Friday, August 19, 2005

First, last, and everything

Listening to: Mahler, Kindertotenleider

Yesterday was the first day of school and despite a few hitches here and there, it went off rather well. Lilly started 1st grade and despite her studious nature, was characteristically phlegmatic about everything.

"How did you like your teacher?"

"I like her."

"What did you do today?"

"Nothin'"

Marni, on the other hand, beside herself with the completion of her first day of the final year of pre-school, gave a step-by-step account of everything that happened. In case you're wondering, not a lot goes on in pre-school but don't tell Marni. As far as she's concerned, it's a veritable bee-hive of activity.

Pre-schhol? I don't get it, frankly. All of my children will have attended two years of pre-school prior to kindergarten but I'm wondering if it's done much other than expose them to the classroom. Everyone I knows sends their kids to pre-school so why don't we just start our kids in school at age three? Make it fourteen years of school instead of twelve.

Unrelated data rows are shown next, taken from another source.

PR #5544, opened 2018-07-26
remove test waiter

runspired:
The test waiter is prone to pwn-ing folks with the current implementation. New implementation to follow.

### DIFF
--- a/addon/-legacy-private/system/store.js
+++ b/addon/-legacy-private/system/store.js
@@ -226,10 +226,9 @@ Store = Service.extend({
 
     if (DEBUG) {
       this.__asyncRequestCount = 0;
+      this.__asyncWaiter = () => { return this.__asyncRequestCount === 0 };
 
-      Ember.Test.registerWaiter(() => {
-        return this.__asyncRequestCount === 0;
-      });
+      Ember.Test.registerWaiter(this.__asyncWaiter);
     }
   },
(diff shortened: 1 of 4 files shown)


addon/-legacy-private/system/store.js
```diff
@@ -225,6 +223,14 @@ Store = Service.extend({
 
     this._adapterCache = Object.create(null);
     this._serializerCache = Object.create(null);
+
+    if (DEBUG) {
+      this.__asyncRequestCount = 0;
+
+      Ember.Test.registerWaiter(() => {
```
stefanpenner: This requires a sibling `Ember.Test.unregisterWaiter(fn)` or it will leak

addon/-private/system/store/common.js
```diff
@@ -34,23 +33,12 @@ export function _objectIsAlive(object) {
...
-}
-
-if (DEBUG) {
-  Ember.Test.registerWaiter(() => {
-    return ASYNC_REQUEST_COUNT === 0;
-  });
-}
-
 export function guardDestroyedStore(promise, store, label) {
   let wrapperPromise = resolve(promise, label).then(v => promise);
```
stefanpenner: can we put the incrementer here? If so, that would likely bit-rot related tester waiter imbalances.

PR #5545, opened 2018-07-27
[FEAT] TrackableRequests for when async leakage is detected

runspired:
This feature enables app developers to better use `async ... await` while simultaneously detecting asynchronous test leaks in their data layer.  It is best paired with [ember-qunit's `setupTestIsolationValidation` feature](https://github.com/emberjs/ember-qunit/blob/master/addon-test-support/ember-qunit/index.js#L276).

When running an `ember-cli` application in non-production environments, this feature adds a test-waiter per-store instance that works with the [`settled()` test-helper](https://github.com/emberjs/ember-test-helpers/blob/master/API.md#settled). This test-waiter does not cause waiting by default, in order to prevent immediately breaking any apps that upgrade to this version of ember-data that do have test leaks without warning.

This feature comes with two feature flags, only configurable in `non-production` environments, that live on the `store` instance.  Both of these flags are currently `false` by default.

1. **`store.shouldTrackAsyncRequests`**

When `true`, requests initiated via the store will be assigned a token, and while any tokens have not resolved the test-waiter (and thus `await settled()`) will wait.

When `true`, any detected leaks will throw an error when the store is destroyed after a test, causing the test to fail. The leaks will be logged, with a descriptive `label` for the request that was initiated, and potentially a `trace` (see below) for where the request initiated from.

When `false`, any detected leaks will be emitted as warnings when the store is destroyed after a test.

2. **`store.generateStackTracesForTrackedRequests`**

When `true`, a stack trace will be captured at the point that a request is initiated and saved onto the token used to track the request. For requests other than `findRecord`, these traces will include the point in `app` code that caused this request to be initiated. For `findRecord` these traces currently point back to `flushPendingFetches`; however, we also capture a trace at the point that we schedule these fetches, and will soon thread those traces through so that where the request initiated in `app` code is clear.

### DIFF
--- a/addon/-legacy-private/system/store.js
+++ b/addon/-legacy-private/system/store.js
@@ -220,9 +220,52 @@ Store = Service.extend({
     this._serializerCache = Object.create(null);
 
     if (DEBUG) {
-      this.__asyncRequestCount = 0;
+      if (this.shouldTrackAsyncRequests === undefined) {
+        this.shouldTrackAsyncRequests = false;
+      }
+      if (this.generateStackTracesForTrackedRequests === undefined) {
+        this.generateStackTracesForTrackedRequests = false;
+      }
+
+      this._trackedAsyncRequests = [];
+      this._trackAsyncRequestStart = label => {
+        let trace =
+          'set `store.generateStackTracesForTrackedRequests = true;` to get a detailed trace for where this request originated';
+
+        if (this.generateStackTracesForTrackedRequests) {
+          try {
+            throw new Error(`EmberData TrackedRequest: ${label}`);
+          } catch (e) {
+            trace = e;
+          }
+        }
+
+        let token = Object.freeze({
+          label,
+          trace,
+        });
+
+        this._trackedAsyncRequests.push(token);
+        return token;
+      };
+      this._trackAsyncRequestEnd = token => {
+        let index = this._trackedAsyncRequests.indexOf(token);
+
+        if (index === -1) {
+          throw new Error(
+            `Attempted to end tracking for the following request but it was not being tracked:\n${token}`
+          );
+        }
+
+        this._trackedAsyncRequests.splice(index, 1);
+      };
+
       this.__asyncWaiter = () => {
-        return this.__asyncRequestCount === 0;
+        let shouldTrack = this.shouldTrackAsyncRequests;
+        let tracked = this._trackedAsyncRequests;
+        let isSettled = tracked.length === 0;
+
+        return shouldTrack !== true || isSettled;
       };
 
       Ember.Test.registerWaiter(this.__asyncWaiter);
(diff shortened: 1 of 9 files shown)


addon/-legacy-private/system/store.js
```diff
@@ -220,9 +220,48 @@ Store = Service.extend({
...
+
+        this._trackedAsyncRequests.push(token);
+        return token;
+      };
+      this._trackAsyncRequestEnd = token => {
+        let index = this._trackedAsyncRequests.indexOf(token);
+
+        if (index !== -1) {
+          this._trackedAsyncRequests.splice(index, 1);
+        }
```
stefanpenner: If their is no index, something seems wrong. We should explore/consider the impact of throwing.

addon/-legacy-private/system/store.js
```diff
@@ -2840,6 +2897,27 @@ Store = Service.extend({
...
+      let isSettled = tracked.length === 0;
+
+      if (!isSettled) {
+        if (shouldTrack) {
+          throw new Error(
+            'Async Request leaks detected. Add a breakpoint here and set `store._generateStackTracesForTrackedRequests = true;`to inspect traces for leak origins:\n\t - ' +
+              tracked.map(o => o.label).join('\n\t - ')
+          );
+        } else {
+          warn(
```
stefanpenner: by default, we may want to warn here. That way apps who violate this, have some grace period to cut over.

Erroring hard, make simply make it hard to upgrade with little upside. That being said, in the future we should strongly consider this being on by default.

addon/-legacy-private/system/store.js
```diff
@@ -833,6 +872,24 @@ Store = Service.extend({
...
+          throw new Error(`Trace Origin for scheduled fetch for ${modelName}:${id}.`);
+        } catch (e) {
+          trace = e;
+        }
+
+        // enable folks to discover the origin of this findRecord call when
+        // debugging. Ideally we would have a tracked queue for requests with
+        // labels or local IDs that could be used to merge this trace with
+        // the trace made available when we detect an async leak
+        pendingFetchItem.trace = trace;
```
stefanpenner: eventually we should thread this through, and it super supersede the `_trackAsyncRequestStart` trace

tests/unit/store/async-leak-test.js
```diff
@@ -0,0 +1,359 @@
...
+          return jsonApiPayload;
+        },
+      })
+    );
+    store = owner.lookup('service:store');
+  });
+
+  test('the waiter properly waits for pending requests', async function(assert) {
+    let stepResolve;
+    let stepPromise = new Promise(resolveStep => {
```
stefanpenner: `findRecordWasInvoked`

tests/unit/store/async-leak-test.js
```diff
@@ -0,0 +1,359 @@
...
+      waiter(),
+      true,
+      'We return true when no requests have been initiated yet (pending queue flush is async)'
+    );
+
+    await stepPromise;
+
+    assert.equal(waiter(), false, 'We return false to keep waiting while requests are pending');
+
+    await request.catch(e => {
```
stefanpenner: `assert.rejects` if present in this version of QUnit, could be used to provide better test failure messages.

more context: https://github.com/qunitjs/qunit/pull/1238/files#diff-78b865bceaf70054fdd9917848e7ddd8R43

PR #5551, opened 2018-07-31
Fix `floating dependencies` test suite

dcyriller:
With prettier v1.14 release, the way decorators should be formated has changed a bit. Let's update ember-data's Prettier version + apply the new fomatting.

As a result [this kind of failure](https://travis-ci.org/emberjs/data/jobs/410439133) won't happen anymore.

Zeke started his first day of pre-school and I was afraid dropping him off would be traumatic. Indeed, as I escorted him through the classroom, trying to get him interested in various distractions ("SEE?!? New friends!!! Your teacher!!! A Guinea Pig!!!"), he wasn't having it and kept his grip firm on my leg. Finally, a box of toy cars caught his attention (or "Tars" in his insistentence on inverting his 'C's' and 'T's'). With him elbow deep in the box of tars, I was able to sneak out the door and make my escape.

Yet, it was traumatic. My heart was breaking. My baby was in school. Probably not the heartbreak that's going on over at Vicki's site but still, a cold slap in the face as I saw my little man take another step out of infancy.

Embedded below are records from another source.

PR #5534, opened 2018-07-20
Added failing tests for belongsTo relationship

selvaa89:

PR #5554, opened 2018-08-03
[BUGFIX] Destroy proxy object in BelongsTo relation when no longer needed.

pieter-v:
The `_promiseProxy` object that is used by the belongsTo relationship is not destroyed when no longer needed.

This `_promiseProxy` keeps a reference to the internalModel. This especially a problem if the record is deleted while the other side of the relationship is still alive.

This results for us in a large memory leak: our application has a small set of long living records and during the lifetime it receives a large number of records (those records will be deleted after a while) that has a belongsTo reference to the records in the first set.

There is also a memory leak when proxies are destroyed when the proxied object is still alive. (reported as a separate issue in ember.js)

### DIFF
--- a/addon/-legacy-private/system/relationships/state/belongs-to.js
+++ b/addon/-legacy-private/system/relationships/state/belongs-to.js
@@ -110,7 +110,11 @@ export default class BelongsToRelationship extends Relationship {
     }
     if (this.inverseInternalModel !== this.canonicalState) {
       this.inverseInternalModel = this.canonicalState;
-      this._promiseProxy = null;
+      const proxy = this._promiseProxy;
+      if (proxy) {
+        proxy.destroy();
+        this._promiseProxy = null;
+      }
       this.notifyBelongsToChange();
     }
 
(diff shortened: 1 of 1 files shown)


runspired:
Investigated and pushed a fix, but I'm skeptical that the fix is safe to do without landing some of the other fixes and tests that are pending for async belongsTo relationships. I'm going to hold off on this one until those land.

runspired:
This PR will depend on

- #5562
- #5534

I'm learning that along with the joy, parenthood is a matter of heartbreak by degrees.

7 comments:

landismom said...

Great post. Your first grader sounds a lot like mine (although we haven't started the school year yet). A typical exchange:

Me: What did you do at school today, Bee?

Bee: Do I have to tell you?

Me: Are you six or sixteen?

melody said...

Dude, it's all about the tars.

Angel said...

Awwww, I remember bawling when my daughter started Kindergarten. And she didn't go to preschool, but we think we're going to send our son next year. That boy is SO full of energy, *I* need the break! lol

Bernadette said...

How I appreciated this post and your musical reference. Mahler understood the nuances of parting and reconnecting--the sunshine being overwhelmed by the storm. Your children will cherish your understanding in these matters, Jim!

Glitzy said...

wow...they're all off in school now, eh? Amazing how time flies, I'm sure.

Hank said...

I was all set to get emotional when I dropped the Older Boy off at his first day of Kindergarten. His school is but 3 miles from our house, but I didn't control for the first day of school spike in traffic. We about 5 minutes late for school, I ran him into the room, had him sit down with the other kids in the circle on the rug and bolted. There was no time for the tearful goodbye.

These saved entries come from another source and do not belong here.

Issue #5556, opened 2018-08-06
@ember/ordered-set interop with ember-source@3.5


rwjblue:
When ember-data (emberjs/data#4e0bc45) is used with ember-source 3.5 (current canary  emberjs/ember.js#04dec4f9) the following error occurs:

![image 2](https://user-images.githubusercontent.com/12637/43720317-2a7e43b4-995e-11e8-8c95-f34fe4a7ceee.png)

Reported in slack by @NullVoxPopuli.

---

When ember-source hits 3.5 we no longer are leveraging `@ember/ordered-set` from Ember itself ([see here](https://github.com/emberjs/ember-ordered-set/blob/70d5f6eb55d4de912bf552e922eba4d9df00a47c/addon/index.js#L6)), and instead we are using the version in the addon.

The error occurs because we are mixing native classes (because the implementation in the addon does not get transpiled) and ES5 style classes.

PR #5557, opened 2018-08-07
Fixup transpilation issues with @ember/ordered-set.

rwjblue:
The first commit here, demonstrates the failure reported in #5556 by running the test suite in "Chrome only" mode.

Follow up commits clean things up, and ensure we test both transpiled maximally (down to IE11) and minimally.


runspired:
Thanks @rwjblue ! I've been removing those sorts of `run+set` situations for a while now, glad to have something that caught the rest and got us off of them :)

PR #5562, opened 2018-08-08
[BUGFIX] use internalModel promise if already loading

runspired:
Will need backported to 3.2/3.3 in addition to landing in a new 3.4 beta.

This resolves an issue that @wagenet and I debugged wherein async belongsTo relationships would not wait for `internalModels` that are loading. The eager resolve would then leave the relationship in a state that appeared to be empty.

[WIP] Working on adding a test still.


jrjohnson:
Great fix! Thanks. Is it difficult to backport this? It clears up some issues preventing us from getting to 3.2 or 3.3. I can easily wait for 3.4, but just wanted to mention it.

PR #5564, opened 2018-08-13
Updated broken link to Ember guides

kennethlarsen:
It seems that the README contained a broken link to the Ember guides.


bmac:
Thanks @kennethlarsen.

PR #5567, opened 2018-08-14
[FEAT] enable external partner testing

runspired:
Creates a script that enables us to run the tests of external apps and addons against commits in ember-data.


lib/scripts/test-external.js
```diff
@@ -0,0 +1,67 @@
...
+
+const fs = require('fs');
+const path = require('path');
+const { execSync } = require('child_process');
+const debug = require('debug')('test-external');
+
+const projectRoot = path.resolve(__dirname, '../../');
+const externalProjectName = process.argv[2];
+const gitUrl = process.argv[3];
+const tempDir = path.join(projectRoot, '../__external-test-cache');
```
runspired: I intend to set this up such that we can cache the repositories we test on travis and use `git pull` to get latest most of the time vs needing to blow away and start over all the time.

lib/scripts/test-external.js
```diff
@@ -0,0 +1,67 @@
...
+try {
+  execSync(`${useYarn ? 'yarn link' : 'npm link'} && cd ../__external-test-cache/${externalProjectName} && ${useYarn ? 'yarn link ember-data && yarn' : 'npm link ember-data && npm install'}`);
+} catch (e) {
+  debug(e);
+  throw new Error(`Unable to complete install of dependencies for external project ${externalProjectName}`);
+}
+
+// run project tests
+console.log(`Running tests for ${externalProjectName}`);
+execWithLog(`cd ../__external-test-cache/${externalProjectName} && ember test`, true);
```
runspired: I'm unsure if an unsuccessful test run would cause us to throw an error and fail, likely need to do more here.

runspired:
cc @backspace :)

kategengler:
Ah, this may be painful/brittle if the external apps fail for reasons unrelated to ember-data. My approach was going to be to add ember-try config to the various apps to test against canary ember-data + create a dashboard with the status of the various CI results. That doesn't get PR testing, though.

runspired:
@kategengler that would still be immensely useful; however, due to certain constraints around 3.4 LTS and internal branching for `RecordData`, @hjdivad and I decided it would be immensely useful to have commit-over-commit testing that would allow us to prevent release if needed.

Obviously we would need to check if the tests failed due to our changes or those of the external app. One thought I have for reducing false failures is to run the external apps tests twice, once against it's own desired version and once against the new commit, and only fail if the first passes but the second doesn't.

lib/scripts/test-external.js
kategengler: Alternatively, you could shallow clone for some speed improvement and not have to worry about caching mechanisms.

runspired: @kategengler how does that work?

kategengler: `git clone --depth=1 <repo>` will get you just the HEAD of the repo, so you don't get all history.

backspace:
> run the external apps tests twice

This seems like a good plan. Maybe I’ll finally figure our the intermittently-failing race-condition-y test 😳 

Nice use of stages for this!

I recently updated `travis-web` to use Node 10, hopefully that‘s not eventually a problem with this using 6. The only thing I tend to have problems with across Node versions is `ember-cli-sass`.

.travis.yml
```diff
@@ -70,6 +72,21 @@ jobs:
...
+      script: yarn test-external:model-fragments
+    - env: NAME=ember-observer
+      script: yarn test-external:ember-observer
+    - env: NAME=travis-web
+      script: yarn test-external:travis-web
+    - env: NAME=emberaddons.com
+      script: yarn test-external:emberaddons.com
+    - env: NAME=ember-data-change-tracker
+      script: yarn test-external:ember-data-change-tracker
+    - env: NAME=ember-m3
```
backspace: re all these `NAME=` workarounds, you can now explicitly name jobs using `name: "Whatever"`, as with the “Max Transpilation” one earlier in the file.

runspired: 🗡 🔥 🔋

lib/scripts/test-external.js
```diff
@@ -0,0 +1,118 @@
+'use strict';
+/* eslint-disable no-console, node/no-extraneous-require, node/no-unpublished-require */
+const fs = require('fs');
+const path = require('path');
+const { execSync } = require('child_process');
```
stefanpenner: lets use `execa` as it cleans up leaked children, if the script is exited early.

runspired: @stefanpenner this? https://github.com/sindresorhus/execa

.travis.yml
```diff
@@ -54,24 +54,46 @@ jobs:
...
+    - name: "Ember Release"
+      env: EMBER_TRY_SCENARIO=ember-release
+    - name: "Ember Beta"
+      env: EMBER_TRY_SCENARIO=ember-beta
+    - name: "Ember Canary"
+      env: EMBER_TRY_SCENARIO=ember-canary
+
+    # runs tests against various open-source projects for early-warning regression analysis
+    - stage: external partner tests
+      name: "Model Fragments"
```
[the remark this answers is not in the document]
runspired: added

Speaking of Kindergarten and Preschool, based on my memories of early elementary school, Preschool is now the equivalent of what Kindergarten used to be. I remember finger painting and playing and taking naps and having snacks in Kindergarten. First grade was where academics started: reading, math, etc. But the Older Boy learned to read in Kindergarten. He learned some math. Kindergarten used to be about getting used to the classroom. Now its the start of learning. If you're going to get anything out of Kindergarten you need to have gone to Preschool so you understand how to behave in the classroom.

vicki said...

I do love your writing so much- I missed it for a few days! Your tastte in music is quirky but good, too. :-)
Every little step they take away from you is a milestone- and strangely, some of the regressions are as well. I envy you your little girls, especially today. A preschool tummy to snuffle would be just the thing.

The high school response to "what did you do at school today?" was, "It doesn't matter." I always found that off-putting and sad. Last night she chatted fro hours about her new books, her new classes, her new apartment. Ain't life grand? (snif!)